Boukje Janssen
Sara Reisman

Netherlands-based artist Boukje Janssen recently exhibited her series of mostly small paintings at LMAKprojects in Williamsburg, where I first saw the work and met with the artist last November. This body of work, entitled "Memories, Dreams and Nightmares" for the purpose of exhibition, is described by the artist in this way: "As a basis for this series I used photos from newspapers, depicting different kinds of disasters, such as of individuals, places or nations, with which the media is constantly overloading its consumers." These paintings make reference to a number of painters and conceptual artists from the 1970s to the present. Most notably, Janssen’s Flee (2005) shares affinities–of content and aesthetics–with Martha Rosler’s newspaper collages of the 1970s. Through a painterly treatment of her subjects, Janssen depersonalizes media representation of war-torn locales, figures on the horizon and silhouettes of the human form in ambiguous positions that are open enough to be read, for example, as a figure kneeling in prayer or cowering in fear.

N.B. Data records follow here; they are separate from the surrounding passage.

PR #1058, opened 2020-03-30
Add evidence source hashes to edges in PyBEL assembler

cthoyt:
This PR isn't done yet, but it will make some improvements for the rational enrichment package.

- [x] Update export functions (5bc73624)
- [x] Add source hash of evidence to PyBEL edge data dictionary
- [x] Add ability to output ungrounded entities (this might be useful in a curation setting; b0cdba58)

### DIFF
--- a/indra/assemblers/pybel/assembler.py
+++ b/indra/assemblers/pybel/assembler.py
@@ -431,11 +431,11 @@ def _combine_edge_data(relation, subj_edge, obj_edge, stmt_hash, evidences):
     for ev in evidences:
         edge_data_one = copy(edge_data)
         citation, evidence, annotations = _get_evidence(ev)
-        edge_data.update({
+        edge_data_one.update({
             pc.CITATION: citation,
             pc.EVIDENCE: evidence,
         })
-        edge_data[pc.ANNOTATIONS].update(annotations)
+        edge_data_one[pc.ANNOTATIONS].update(annotations)
         edge_data_list.append(edge_data_one)
     return edge_data_list
 
--- a/indra/assemblers/pybel/assembler.py
+++ b/indra/assemblers/pybel/assembler.py
@@ -218,11 +218,11 @@ class PybelAssembler(object):
         else:
             with open(path, 'w') as fh:
                 if output_format == 'json':
-                    pybel.to_json_file(self.model, fh)
+                    pybel.to_nodelink_file(self.model, fh)
                 elif output_format == 'cx':
                     pybel.to_cx_file(self.model, fh)
                 else: # output_format == 'bel':
-                    pybel.to_bel(self.model, fh)
+                    pybel.to_bel_script(self.model, fh)
 
     def _add_nodes_edges(self, subj_agent, obj_agent, relation, stmt_hash,
                          evidences):
--- a/indra/assemblers/pybel/assembler.py
+++ b/indra/assemblers/pybel/assembler.py
@@ -440,6 +440,7 @@ def _update_edge_data_from_evidence(evidence, edge_data):
 def _get_annotations_from_stmt(stmt):
     return {
         'stmt_hash': stmt.get_hash(refresh=True),
+        'uuid': stmt.uuid
     }
 
 
--- a/indra/assemblers/pybel/assembler.py
+++ b/indra/assemblers/pybel/assembler.py
@@ -234,7 +234,11 @@ class PybelAssembler(object):
         self.model.add_node_from_data(subj_data)
         self.model.add_node_from_data(obj_data)
         edge_data_list = _combine_edge_data(
-            relation, subj_edge, obj_edge, stmt)
+            relation=relation,
+            subj_edge=subj_edge,
+            obj_edge=obj_edge,
+            stmt=stmt,
+        )
         for edge_data in edge_data_list:
             self.model.add_edge(subj_data, obj_data, **edge_data)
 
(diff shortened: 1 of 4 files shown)


cthoyt:
Between the INDRA statement UUID and the evidence source hash, it should be enough information to send curated information (at least correct/incorrect) back to the INDRA DB, right?

indra/assemblers/pybel/assembler.py
```diff
@@ -589,7 +589,9 @@ def _get_evidence(evidence):
                     pc.CITATION_IDENTIFIER: cit_ref_str}
     pybel_ev[pc.CITATION] = citation
 
-    annotations = {}
+    annotations = {
+        'source_hash': evidence.get_source_hash(),
```
cthoyt: All evidences have source hashes, regardless of if there's a source API or source identifier

indra/assemblers/pybel/assembler.py
```diff
@@ -414,20 +415,27 @@ def belgraph_to_signed_graph(
...
+        pc.RELATION: relation,
+        pc.ANNOTATIONS: {},
+    }
     if subj_edge:
         edge_data[pc.SUBJECT] = subj_edge
     if obj_edge:
         edge_data[pc.OBJECT] = obj_edge
     if stmt_hash:
-        edge_data['stmt_hash'] = stmt_hash
+        edge_data[pc.ANNOTATIONS]['stmt_hash'] = stmt_hash
```
cthoyt, line 427: @bgyori this is where we should put more statement-level metadata from INDRA

indra/assemblers/pybel/assembler.py
```diff
@@ -574,22 +584,27 @@ def _get_agent_activity(agent):
...
-                    pc.CITATION_IDENTIFIER: cit_ref_str}
-    pybel_ev[pc.CITATION] = citation
+        citation = citation_dict(
+            db=pc.CITATION_TYPE_OTHER,
+            db_id=cit_ref_str,
+        )
 
-    annotations = {}
+    annotations = {
+        'source_hash': evidence.get_source_hash(),
```
cthoyt, line 606: @bgyori this is where we should put more evidence-level metadata from INDRA

indra/assemblers/pybel/assembler.py
bgyori: Yes, the UUID could be useful but it would take a bit of refactoring to expose it here since we only propagate the stmt_hash down to function.

bgyori:
@dianakolusheva please take a look and see if these changes affect how path finding and the processing of results is affected, since the position of the statement hash in the PyBEL edge structure is moved by this PR.

indra/assemblers/pybel/assembler.py
cthoyt: Refactored to propagate the statement instance in dee6f1f0

indra/tests/test_pybel_assembler.py
```diff
@@ -115,14 +112,15 @@ def test_modification_with_evidences():
     edge_data = get_edge_data(belgraph, braf_dsl, map2k1_mod_dsl)
     assert edge_data.get(pc.SUBJECT) == activity('kin')
     assert edge_data[pc.RELATION] == pc.INCREASES
-    assert edge_data[pc.EVIDENCE] == 'evidence text'
```
cthoyt, line 118: this should still always be available, so I would leave it with `[]` instead of `.get()`

indra/assemblers/pybel/assembler.py
```diff
@@ -247,72 +247,62 @@ def _assemble_regulate_activity(self, stmt):
...
-            self._add_nodes_edges(stmt.agent, act_agent, relation,
-                                  stmt_hash, stmt.evidence)
+            self._add_nodes_edges(stmt.agent, act_agent, relation, stmt)
         else:
             for mod in stmt.agent.mods:
                 mod_agent = Agent(
                     stmt.agent.name, db_refs=stmt.agent.db_refs, mods=[mod])
-                self._add_nodes_edges(mod_agent, act_agent, relation,
-                                      stmt_hash, stmt.evidence)
+                self._add_nodes_edges(mod_agent, act_agent, relation, stmt)
```
cthoyt, line 295: were these in the wrong order? shouldn't relation be first?

cthoyt: nevermind

indra/tests/test_pybel_assembler.py
bgyori: It's just to make the test FAIL instead of ERROR if the key is missing (which it was  before I updated the test), it's fine either way though.

cthoyt: ah okay

bgyori:
I fixed an issue with Travis tests getting stuck, and now it shows that a few model checking tests related to PyBEL paths are broken, probably because of having moved the stmt_hash under annotations.

dianakolusheva:
> @dianakolusheva please take a look and see if these changes affect how path finding and the processing of results is done, since the position of the statement hash in the PyBEL edge structure is moved by this PR.

It affects the reporting part, I added a change to update this.

indra/explanation/reporting.py
```diff
@@ -168,7 +168,7 @@ def stmts_from_pybel_path(path, model, from_db=True, stmts=None):
         hashes = set()
         for j in range(len(edges)):
```
cthoyt, line 169: can we switch this to use the pythonic generator instead of indexing?

```python
for edge in edges:
    try:
        hashes.add(edge['annotations']['stmt_hash']
        # partOf and hasVariant edges don't have hashes
    except KeyError:
        continue
```

cthoyt: wait, it seems like edges is a dictionary where keys are consecutive integers... wouldn't a list be a better data structure?

dianakolusheva: I think it's an artifact of an earlier version when all_edges have been used directly instead of filtering to edges, it mimics the data structure of all_edges (which is I think a standard NetworkX EdgeView structure)

bgyori: I can't recall why it's implemented this way, we'll review and think about it as a follow up but I'll merge this PR first.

Janssen’s deft use of what is, for the most part, a limited palette in varying degrees of gray, white and black, highlights the muddiness of newsprint and how in many instances the gaze is more informed by its own perceptual and cognitive disposition than what is actually on the page or in the painting. In Queue, anonymous figures form a line for an undisclosed outcome. Together their bodies form a horizon line mirrored by their collective distorted and ominous shadow, again calling into question the perceptual and ethical standpoint of the subject of news media as well as that of the media consumer. Janssen’s use of shadow, like a memory fading into the recesses of our minds, is apt when considering the deluge of imagery that her work addresses. The shadow also speaks to the subtle but meaningful effects of political struggle not immediately apparent in day-to-day life in many places where the news is received.
Janssen discusses the subjects of these paintings in terms of repetition and sheer number. "The amount of images, which carry an extremely heavy emotional weight in the media is so inconceivable–it fades away in the collective subconscious, which inevitably becomes more and more resistant to horrors." To counter the way this information is processed, she depersonalizes newspaper photographs of anonymous figures–individually, in small groups, and en masse. Through a process of isolation and further depersonalization of already impersonal and displaced figures, Janssen’s paintings urge recognition and reconsideration of the conditions of her subjects.